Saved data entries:
PR #339, opened 2026-08-20
Sui grpc support

KirillPamPam:
# gRPC support v1: Sui (unary-only)

## Summary

Adds **native gRPC as a first-class upstream protocol**, routed through the same execution flow as
JSON-RPC and REST, and onboards **Sui** (`sui.rpc.v2`, mainnet + testnet) as the first gRPC-native
chain. v1 is a self-contained vertical slice:

```
gRPC client (real Sui stubs / grpcurl / Postman) → nodecore chain ingress → execution flow → GrpcConnector → Sui node
```

The gRPC connector is the Sui upstream's **only** connector and owns heads, health, chain
validation, labels and lower bounds. The ingress runs as a **separate gRPC server** on a new
`server.grpc-ingress-port`, serves **full gRPC reflection** for every routable chain method (grpcurl
and Postman work against nodecore exactly as against a native node), and shares the request pipeline
(auth → decode → chain checks → flow) with the HTTP/WS servers via one extracted function.

**Zero emerald-grpc changes** — NativeCall/NativeSubscribe and the dshackle server are untouched;
the dproxy ingress is a designed follow-up. Design doc: `docs/superpowers/specs/2026-08-19-grpc-support-v1-design.md`.

## Core principles

- **The traffic path is bytes-only.** A gRPC call is a method string
  (`/sui.rpc.v2.LedgerService/GetObject`), serialized protobuf treated as a black box, metadata
  (= HTTP/2 headers), and a closed 17-code status model. That is exactly nodecore's
  `Method()` + `Body()` abstraction — no schemas in the connector/flow/protocol layers.
- **Arity is not on the gRPC wire.** Unary vs server-stream is not encoded in the protocol — the
  method specs are the only source of it.
- **Chain and auth ride metadata** (`x-nodecore-chain`, `x-nodecore-key`): the chain cannot go in
  `:path` (gRPC owns it), and service names cannot identify chains (every Cosmos-SDK chain shares
  them).
- **Schema boundary.** Generated proto models (`pkg/sui`) exist for the chain-specific probes; they
  cross the boundary as bytes (`proto.Marshal` into a request body, `proto.Unmarshal` of response
  bytes).

### Method specs (`pkg/methods`)

New extension point: `MethodSettings.Grpc *GrpcSettings{CallType}` with `call-type` ∈
{`unary`, `server-stream`}; absent block = unary, only streaming methods carry the annotation.
Validation: the enum, `grpc` block only in specs whose `api-connectors` include `grpc`, method names
must match the `/package.Service/Method` shape, and `server-stream` is mutually exclusive with
`sticky`/`dispatch`/`cacheable: true` (server-stream methods also default to non-cacheable).

`sui-grpc.json` lists all **27 methods of the 7 `sui.rpc.v2` services** (verified against
MystenLabs/sui-apis protos): 21 unary + 6 server-stream (`ListCheckpoints/Transactions/Events`,
`Subscribe*`). Streaming methods are deliberately **listed** so the ingress answers
"server-streaming not supported yet" instead of "unknown method"; client-streaming/bidi are never
listed — absence is the rejection. Everything is `cacheable: false` (gRPC caching is a follow-up).
`GetGrpcServices()` exposes the spec-declared service names — the reflection advertisement source.

### Protocol plumbing (`internal/protocol`)

- `UpstreamGrpcRequest`: method string verbatim, body = the serialized request message exactly as
  the client produced it (the 5-byte gRPC wire frame lives below the codec and never appears here),
  metadata in `RequestParams.Headers`, request hash over method + body + selector label key with
  `calculateRestHash`'s injective framing.
- **Two-track status mapping** — classification drives routing, the original status (code +
  message + typed details as a serialized `google.rpc.Status`) rides through verbatim in a typed
  `GrpcStatus` on `ResponseError.Data`:
  - client, no retry: CANCELLED, INVALID_ARGUMENT, NOT_FOUND, ALREADY_EXISTS, FAILED_PRECONDITION, OUT_OF_RANGE
  - retry on another upstream: UNKNOWN, INTERNAL, DATA_LOSS, UNAVAILABLE, ABORTED
  - retry/hedge eligible: DEADLINE_EXCEEDED; throttled (feeds auto-tune): RESOURCE_EXHAUSTED
  - ban method on the upstream + retry elsewhere: UNIMPLEMENTED (`ClassifyMethodAvailability` is
    gRPC-aware; JSON-RPC message regexes never run against gRPC statuses)
  - upstream auth/config problem, pass through: PERMISSION_DENIED, UNAUTHENTICATED
- `ResponseError.Code` for gRPC errors is offset by `GrpcErrorCodeBase = 10000`: canonical codes
  1–16 would otherwise alias nodecore's own error constants (e.g. CANCELLED=1 vs
  `NoAvailableUpstreams`, DEADLINE_EXCEEDED=4 vs `WsTotalFailure`). The int is informational; all
  routing and client-facing rendering read the typed `GrpcStatus`.
- `HasResponseTrailers` — a sibling of `HasResponseHeaders`: a gRPC client must receive trailers
  *as* trailers.

### GrpcConnector (`internal/upstreams/connectors`)

Config shape unchanged (`type: grpc`, `url`, `headers` → per-call metadata, `ca`). URL scheme picks
transport security: `grpc://`/`http://` = plaintext, anything else = TLS (system roots or `ca`).
One long-lived `ClientConn` per connector (HTTP/2 multiplexing, client keepalives 30s/10s).

`SendRequest` = `conn.Invoke` with a **raw passthrough codec whose `Name()` is `"proto"`** — the
content-type stays `application/grpc+proto`, so the node's stock stubs decode our bytes as the
normal protobuf they are. Client metadata is forwarded minus a deny list (reserved `grpc-*` family +
hop-by-hop + config-owned keys); response **headers and trailers** are captured, filtered
(HTTP deny defaults + `content-type` + `grpc-*`, extensible via `response-header-deny`) and carried
on the response holder. Errors arrive as `*status.Status` (they travel in trailers) regardless of
codec.

Client hygiene: **60s per-call cap** (mirrors the HTTP connector; deadlines only tighten, so probe
timeouts and client deadlines stay in force — and the cap propagates to the node as `grpc-timeout`),
with the caller's own deadline distinguished from the cap (caller gave up → total failure; our cap →
retryable DEADLINE_EXCEEDED); **32MB receive limit** (a proxy must not impose a lower response
ceiling than the node; grpc-go's default is 4MB); **reconnect backoff capped at 30s** (default
climbs to 120s — a recovered upstream should rejoin rating sooner); fail-fast (no wait-for-ready —
failures feed the flow's retry to another upstream); no transport-level retries (the flow owns
retry/hedge). `Subscribe` = not supported, `SubscribeStates` = nil (connectivity-state mapping is a
follow-up).

### Sui chain family (`pkg/sui`, `internal/upstreams/.../sui_*`)

- Registry: `chains.Sui` type; `SUI` / `SUI_TESTNET` regenerated from chains.yaml (grpcIds
  1176/10210, chain-ids = genesis checkpoint digests).
- **Models pipeline**: `chain-apis/sui` submodule (MystenLabs/sui-apis pinned to `201981c` — the
  repo has no release tags) + `chain-apis/sui.gen.yaml` (buf v2, managed `go_package`) + one generic
  Makefile pattern rule (`make sui-proto-gen`; a future chain adds its submodule + yaml, zero
  Makefile edits). `protoc-gen-go` is a go.mod **tool directive**, so generator and runtime can
  never drift. The **whole `sui/rpc/v2` subtree is generated** (33 files, message types only, no
  client stubs): the probes only need the `ledger_service.proto` closure to compile, but ingress
  reflection serves the descriptors these files register, and reflection must cover every routable
  service — codegen is per-file, and dynamic/hand-written alternatives were evaluated and rejected
  in the design doc. `.gitattributes` marks all generated files `linguist-generated` (collapsed in
  review).
- `sui_specific`: every probe is a unary gRPC call reading the **single source**
  `LedgerService/GetServiceInfo` (empty request — zero bytes on the wire). Head =
  `checkpoint_height` with **synthetic height-derived hashes** (the Stellar/Solana pattern —
  GetServiceInfo exposes no digest; checkpoints are BFT-final, no reorgs, so height-derived ids are
  safe and parent-linkable); finalized = latest (an executed checkpoint *is* final); health = one
  validator (transport/status error → Unavailable); chain validation compares `chain_id` (genesis
  digest, case-insensitive — the registry lowercases chain-ids) — stricter than the network-name
  compare; labels parse only `server` ("sui-node/1.78.0-commit" → client `sui-node`, version
  `1.78.0`, commit trimmed like Stellar); lower bounds map `lowest_available_checkpoint` →
  BlockBound and `..._objects` → StateBound. Poll-only head (no subscription in v1), no cap
  detectors, no methods introspection.

### Chain ingress (`internal/server/grpc_ingress`, `grpc_server`, `server_ctx`)

A **separate gRPC server** on `server.grpc-ingress-port` (0/absent = disabled), reusing `server.tls`;
`internal/server/grpc_server` is now a thin lifecycle package managing both endpoints (dshackle on
`grpc-port`, ingress on `grpc-ingress-port`; either runs alone). Separate on purpose: different
clients, different auth (client keys/tokens vs dshackle sessions), different codec needs, keepalive
enforcement scoped to ingress connections only, and each port advertises its own coherent
reflection surface. This was the original design's own named fallback, promoted — it also voids the
delegating-codec benchmark obligation, since the codec no longer touches dshackle traffic.

- **Delegating codec**: a `grpc.Server` has exactly one server-wide codec, and this server hosts
  two worlds — the reflection service (generated code, needs the proto codec) and the catch-all
  (needs raw bytes). The codec dispatches on the value type the handler passed (`*rawFrame` → bytes
  as-is, else the wrapped default proto `CodecV2`, buffer pooling preserved).
- **Catch-all** (`UnknownServiceHandler`): `emerald.*` guard → UNIMPLEMENTED; `Authenticate` over a
  new `GrpcAuthPayload` (key, token and **JWT** strategies all work natively over metadata:
  `x-nodecore-key`, `x-nodecore-token`, `authorization: Bearer …`); then the shared pipeline. The
  decode reads the chain from metadata, resolves arity from the spec (unknown method and
  server-stream → UNIMPLEMENTED), and reads **exactly one request message, dispatching immediately —
  never waiting for the client's half-close** (grpc-go's own `processUnaryRPC` does the same).
  Response: upstream headers via `SetHeader`, trailers via `SetTrailer`, one `SendMsg`; errors as
  the upstream's **verbatim `*status.Status`, typed details included**.
- **Shared pipeline**: `http_server.handleRequest` moved verbatim to
  `server_ctx.HandleRequest` (PreKeyValidate → decode → chain checks → PostKeyValidate → flow with
  the canonical hook set) behind a minimal two-method `RequestHandler`; HTTP/WS and gRPC are now the
  same pipeline with per-protocol decode/encode. The hook list exists in exactly one place.
- **Reflection**: registered (v1 + v1alpha) with a `ServiceInfoProvider` that advertises the
  spec-declared chain services on top of the registered ones — names come from the specs, content
  from the descriptors linked into the binary (`chain_descriptors.go` is the explicit blank-import
  anchor; an invariant test fails CI with the exact missing package if a spec and the anchor ever
  diverge). `ListServices`, `describe` and invoke work in grpcurl and Postman against the full Sui
  surface. Module-backed chains (e.g. Cosmos via `cosmossdk.io/api`) onboard descriptors with
  blank imports only — no vendoring, no codegen.
- Server keepalives (2m/20s) + enforcement (`MinTime: 10s`) on the ingress server only.

## Config

```yaml
server:
  grpc-ingress-port: 9095   # separate from grpc-port (dshackle); reuses server.tls

upstreams:
  - id: sui-1
    chain: sui
    connectors:
      - type: grpc
        url: grpcs://sui-mainnet.example.com:443   # grpc:// = plaintext, grpcs://|https:// = TLS
```

```bash
grpcurl -H 'x-nodecore-chain: sui' localhost:9095 list
grpcurl -H 'x-nodecore-chain: sui' -d '{}' localhost:9095 sui.rpc.v2.LedgerService/GetServiceInfo
```

## Testing

- Unit tests per task; connector and ingress tested end-to-end against in-process grpc-go servers
  over `bufconn` with **real generated stubs on the peer side** — typed client → catch-all → mocked
  upstream, verbatim status/details round-trips, metadata deny lists, header/trailer buckets,
  reflection (ListServices + FileContainingSymbol), key/token auth over metadata, cap-vs-caller
  deadline classification, >4MB responses.
- `sui_specific` probe tests run on `pkg/sui`-marshaled fixtures.
- The HTTP/WS suite passing untouched is the proof the pipeline extraction was mechanical.
- `make test` (full `-race` suite) and `golangci-lint` green.


internal/upstreams/connectors/grpc_connector.go
```diff
@@ -0,0 +1,339 @@
...
+	"te",
+	"trailer",
+	"trailers",
+	"transfer-encoding",
+	"upgrade",
+	"host",
+	"content-length",
+	"content-type",
+	"accept-encoding",
+	"user-agent",
```
tonatoz, line 62: The request-side deny list covers hop-by-hop keys and the reserved `grpc-*` family, but not nodecore's own metadata, so client credentials are forwarded to the node. Verified against the bufconn harness in this package (peer server dumping its incoming metadata):

```
upstream saw x-nodecore-key=[client-api-key] token=[client-secret-token]
             authorization=[Bearer client-jwt] chain=[sui]
```

For third-party upstreams that leaks the end client's api key / static token / JWT, plus `x-nodecore-chain`, which is meaningless to the node. Suggest adding `x-nodecore-key`, `x-nodecore-token`, `x-nodecore-chain` and `authorization` to `grpcRequestMetadataDeny` (config-owned headers already win over client-supplied ones, so an upstream that needs its own `authorization` keeps working).

Side note: `defaultRequestHeaderDeny` in the HTTP connector has the same gap on the REST path (where `RequestParams.Headers` is populated), so it would be consistent to close both.

internal/upstreams/connectors/grpc_connector.go
```diff
@@ -0,0 +1,339 @@
...
+			if statusProto, marshalErr := proto.Marshal(st.Proto()); marshalErr == nil {
+				grpcStatus.StatusProto = statusProto
+			}
+		}
+		response := protocol.NewGrpcUpstreamErrorResponse(request, grpcStatus)
+		if generic, isGeneric := response.(*protocol.GenericUpstreamResponse); isGeneric {
+			generic.WithResponseHeaders(g.filterResponseMetadata(headerMD)).
+				WithResponseTrailers(g.filterResponseMetadata(trailerMD))
+		}
+		return response
```
tonatoz, line 209: `NewGrpcUpstreamErrorResponse` returns `*ReplyError` for the partial-failure branch (UNKNOWN, INTERNAL, DATA_LOSS, UNAVAILABLE, ABORTED, DEADLINE_EXCEEDED, RESOURCE_EXHAUSTED, UNIMPLEMENTED), so this type assertion fails and header/trailer metadata is dropped for exactly those statuses — the ones most likely to carry `retry-after` / rate-limit hints that the client would want when the flow gives up after retries.

Also, the shape is fragile: the constructor returns an interface and the caller type-asserts to attach fields, so any future error-response type silently loses metadata. Consider hanging the header/trailer buckets on `ReplyError` too (or having `NewGrpcUpstreamErrorResponse` take them as arguments) so the behaviour is uniform and enforced by the type.

internal/server/grpc_ingress/chain_ingress.go
```diff
@@ -0,0 +1,212 @@
...
+		grpc.KeepaliveParams(keepalive.ServerParameters{
+			Time:              2 * time.Minute,
+			Timeout:           20 * time.Second,
+			MaxConnectionIdle: 3 * time.Minute,
+		}),
+		grpc.KeepaliveEnforcementPolicy(keepalive.EnforcementPolicy{
+			MinTime:             10 * time.Second,
+			PermitWithoutStream: true,
+		}),
+	)
```
tonatoz, line 61: This is a new externally reachable port and the server options set no stream ceiling: grpc-go's default is `maxConcurrentStreams: math.MaxUint32` (`server.go:189` in grpc v1.83), and the catch-all blocks in `RecvMsg` (line 138) with no server-side deadline of its own.

The keepalive settings do not bound that: a connection with an open stream is not idle, so `MaxConnectionIdle` never fires, and the keepalive ping only detects dead transports, not a client that opens streams and never sends a message. So one TCP connection can park an unbounded number of handler goroutines plus HTTP/2 stream state.

Suggest `grpc.MaxConcurrentStreams(N)` plus a short deadline around the first `RecvMsg` (or a `grpc.ConnectionTimeout`-style bound), so an idle-but-open stream cannot be held for free.

internal/server/grpc_ingress/chain_ingress.go
```diff
@@ -0,0 +1,212 @@
...
+	authPayload := auth.NewGrpcAuthPayload(md)
+	if err := c.appCtx.AuthProcessor.Authenticate(ctx, authPayload); err != nil {
+		return status.Errorf(codes.Unauthenticated, "auth error - %s", err.Error())
+	}
+
+	requestHandler := &grpcRequestHandler{stream: stream, md: md, method: fullMethod}
+	handleResp := c.appCtx.HandleRequest(ctx, requestHandler, authPayload, flow.NewSubCtx())
+	wrapper, ok := <-handleResp.ResponseWrappers()
+	if !ok {
+		return status.FromContextError(ctx.Err()).Err()
```
tonatoz: `status.FromContextError(nil)` returns a nil `*Status`, and `(*Status)(nil).Err()` returns nil (nil status reports `codes.OK`). So if the response channel is closed without a wrapper while `ctx.Err() == nil`, the handler returns nil, the server sends status OK with no message, and the client's unary call fails with a bare `io.EOF` instead of a status.

Worth an explicit fallback, e.g. keep the context-error mapping when `ctx.Err() != nil` and otherwise return `status.Error(codes.Internal, "no response from the execution flow")`.

internal/upstreams/upstream_factory.go
```diff
@@ -154,6 +155,8 @@ func createConnector(
 		return connectors.NewHttpConnector(connectorConfig, specs.RestIndexer, torProxyUrl, upId)
 	case specs.RestAdditional:
 		return connectors.NewHttpConnector(connectorConfig, specs.RestAdditional, torProxyUrl, upId)
+	case specs.GrpcConnector:
+		return connectors.NewGrpcConnector(connectorConfig, upId)
```
tonatoz, line 159: `torProxyUrl` is in scope here but not passed to `NewGrpcConnector`, and the gRPC connector dials directly. Meanwhile `ApiConnectorConfig.validate` accepts a `.onion` host as long as `server.tor-url` is set, so `type: grpc` + an onion URL passes config validation and then fails at dial time with no hint about the cause.

Either reject the combination in validation (grpc connector + onion host) or wire a proxy dialer into `grpc.NewClient` via `grpc.WithContextDialer`.

internal/upstreams/connectors/grpc_connector.go
KirillPamPam: Fixed

internal/upstreams/connectors/grpc_connector.go
KirillPamPam: Fixed

internal/server/grpc_ingress/chain_ingress.go
KirillPamPam: Added a timeout for `RecvMsg`

internal/server/grpc_ingress/chain_ingress.go
KirillPamPam: fixed

internal/upstreams/upstream_factory.go
KirillPamPam: Reject the combination in validation

tonatoz (approved):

- WHAT THIS TASK INVOLVES -
The range runs from the line above containing "up after retries." to the line containing "The keepalive settings", inclusive. Restate those lines word for word and no others.

- COMPLETED EXERCISE -
tonatoz, line 209: `NewGrpcUpstreamErrorResponse` returns `*ReplyError` for the partial-failure branch (UNKNOWN, INTERNAL, DATA_LOSS, UNAVAILABLE, ABORTED, DEADLINE_EXCEEDED, RESOURCE_EXHAUSTED, UNIMPLEMENTED), so this type assertion fails and header/trailer metadata is dropped for exactly those statuses — the ones most likely to carry `retry-after` / rate-limit hints that the client would want when the flow gives up after retries.

Also, the shape is fragile: the constructor returns an interface and the caller type-asserts to attach fields, so any future error-response type silently loses metadata. Consider hanging the header/trailer buckets on `ReplyError` too (or having `NewGrpcUpstreamErrorResponse` take them as arguments) so the behaviour is uniform and enforced by the type.

internal/server/grpc_ingress/chain_ingress.go
```diff
@@ -0,0 +1,212 @@
...
+		grpc.KeepaliveParams(keepalive.ServerParameters{
+			Time:              2 * time.Minute,
+			Timeout:           20 * time.Second,
+			MaxConnectionIdle: 3 * time.Minute,
+		}),
+		grpc.KeepaliveEnforcementPolicy(keepalive.EnforcementPolicy{
+			MinTime:             10 * time.Second,
+			PermitWithoutStream: true,
+		}),
+	)
```
tonatoz, line 61: This is a new externally reachable port and the server options set no stream ceiling: grpc-go's default is `maxConcurrentStreams: math.MaxUint32` (`server.go:189` in grpc v1.83), and the catch-all blocks in `RecvMsg` (line 138) with no server-side deadline of its own.

The keepalive settings do not bound that: a connection with an open stream is not idle, so `MaxConnectionIdle` never fires, and the keepalive ping only detects dead transports, not a client that opens streams and never sends a message. So one TCP connection can park an unbounded number of handler goroutines plus HTTP/2 stream state.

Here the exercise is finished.